Recent research has investigated whether inhibition of glycogen synthesis through restriction of glucose intake could potentially stop the formation of the Lafora Bodies in neurons in laforin-deficient mice models while also reducing the chances of seizures.

Researchers in the U.S., Canada, and Europe formed the Lafora Epilepsy Cure Initiative with funding from the National Institutes of Health. The group aims to interrupt the process of how the mutations in laforin and malin interfere with normal carbohydrate metabolism in mice models.

==Society and culture==
=== Patient organizations ===
There are patient organizations in the United States (Chelsea's Hope), Italy (Tempo Zero and A.I.L.A.), France (France Lafora), and Spain (AEVEL).

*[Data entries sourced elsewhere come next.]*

PR #5441, opened 2023-03-14
build: Move mimalloc dependency to VVL from VkLayer_utils

jeremyg-lunarg:
VkLayer_utils is used by the LunarG/VulkanTools repository and having it require mimalloc causes build problems.


jeremyg-lunarg:
This change should fix the SDK build problem. Performance looks similar to previous code see vvltraceperf jobs 1771 and 1772 on internal CI.

juan-lunarg (approved):

PR #5447, opened 2023-03-15
Fixes access violation on dispatch with unbound descriptor set

vladislavbelov:
I caught access violation inside `vkCmdDispatch` (with unbound but active descriptor set) in `VkLayer_khronos_validation.dll` during implementing compute for [0 A.D.](https://play0ad.com/). I've investigated further and it seems `max_active_slot` was always `0` for compute pipeline states. Because of that `IsBoundSetCompat` was returning `true` even with a missing active descriptor set:

https://github.com/KhronosGroup/Vulkan-ValidationLayers/blob/8e4ba9f4c19c962c87db09db2d46b7b66d361a45/layers/core_checks/drawdispatch_validation.cpp#L2852

And that was causing out of bounds in (because `set_index` was `1`):

https://github.com/KhronosGroup/Vulkan-ValidationLayers/blob/8e4ba9f4c19c962c87db09db2d46b7b66d361a45/layers/core_checks/drawdispatch_validation.cpp#L2876

I wrote a test which reproduces the problem without the fix.


juan-lunarg (approved):
LGTM!

I tested locally on my machine to verify the access violation/fix

juan-lunarg:
Thanks for the fix @vladislavbelov 👍🏾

Chelsea's Hope began as a website in the fall of 2007 as a means to share Chelsea Gerber's story with her family and friends. As the Gerber family connected with others affected by Lafora, they formed a patient advocacy organization in September 2009. Chelsea's Hope Lafora Children Research Fund is an IRS 501(c)3 non-profit organization, EIN: 27-1008382. The mission of Chelsea's Hope is to improve the lives of those affected by Lafora Disease and help accelerate the development of treatments.

In 2016, shortly before Chelsea's death, her mother Linda recorded a video sharing a day in their life. From myoclonus to a feeding tube replacement, viewers can learn what it means to live with Lafora Disease.